La casa exhaló un aire rancio, cargado de humedad, polvo y un olor agrio, como de carne podrida escondida bajo el suelo.
—¿Lo sientes? —dijo Elías, sin cruzar del todo el umbral.
—Desde que era niña. Este lugar nunca dejó de hablarme —respondió Soledad con voz temblorosa—. Aquí no solo murió mi madre... aquí algo despertó.
Elías dio un paso dentro. El suelo crujió bajo su peso, como si rechinara por algo más que el deterioro.
—¿Sabes qué fue lo último que dijo tu madre antes del impacto? —preguntó él.
Soledad negó lentamente.
—Mi padre siempre dijo que ella gritó mi nombre... Pero yo recuerdo algo más.
—¿Qué cosa?
—Una palabra. "Él viene".
Silencio.
La puerta se cerró sola detrás de ellos con un golpe seco. Ambos giraron al instante.
—¿Lo hiciste tú? —preguntó Elías, encendiendo la linterna del celular.
—¿Tú crees que tendría fuerzas para cerrar eso?
Los muebles, cubiertos con sábanas blancas, parecían siluetas de cuerpos velados. La linterna proyectaba sombras deformes, alargadas, como si la casa estuviera viva y se estirara para alcanzarlos.
—Vamos al cuarto del fondo —dijo Soledad—. Ahí fue donde todo terminó.
—¿Y también empezó?
—Sí… aunque eso no lo supe hasta muchos años después.
Caminaron por el pasillo. Elías se detuvo al pasar frente a un espejo rajado colgado en la pared. En el reflejo, Soledad no estaba.
Se giró.
—Soledad...
—¿Qué pasa?
—Nada... creo que el espejo está sucio —mintió.
Ella volvió a aparecer en el reflejo cuando él parpadeó.
—Elías... hay algo que no te he contado.
—¿Más secretos?
—Esto no es un secreto. Es una advertencia.
—Dime.
—Hay algo aquí que no debería haber regresado contigo. Algo del hospital.
Elías sintió un escalofrío. Miró su reflejo una vez más. Por un segundo, vio que sus ojos estaban completamente negros.
—Lo sé... lo he sentido desde que volví —susurró.
—Ese lugar... Velmont... no te deja ir tan fácil. Lo que viste allá abajo... se aferra.

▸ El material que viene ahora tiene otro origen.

PR #17156, opened 2020-09-08
[conf-gmp] fix test to avoid warning about undeclared function

maroneze:
A user of a package depending on `conf-gmp` reported having issues on macOS, possibly due to a non-standard `CFLAGS` in their environment (containing `-Werror`). We noticed the `test.c` file in the `conf-gmp` package always generates a warning due to usage of a function which is not declared (the function is actually not exported, so the user is never supposed to call it directly). I modified the code to use some basic GMP features, but without triggering the warning.

For information, before this PR, simply installing `conf-gmp` with `--verbose` results in:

—¿Crees que haya una forma de romperlo?
—Sí, pero no te va a gustar.
Llegaron a la puerta del cuarto del fondo. Soledad se detuvo.
—¿Estás seguro de querer entrar?
—No vine hasta aquí para dudar ahora.
Ella asintió. Giró la manija. La puerta se abrió lentamente, revelando un cuarto congelado en el tiempo.
Un cochecito de bebé. Una muñeca con un ojo arrancado. Ropa vieja apilada en un rincón. Una cuna vacía.
—Aquí dormía yo —dijo Soledad, con la voz quebrada—. Aquí soñé por primera vez con el hombre del ojo oscuro.
Elías sintió una presión en la cabeza, como si le apretaran el cráneo desde adentro. El zumbido volvió. Un murmullo se coló entre las paredes.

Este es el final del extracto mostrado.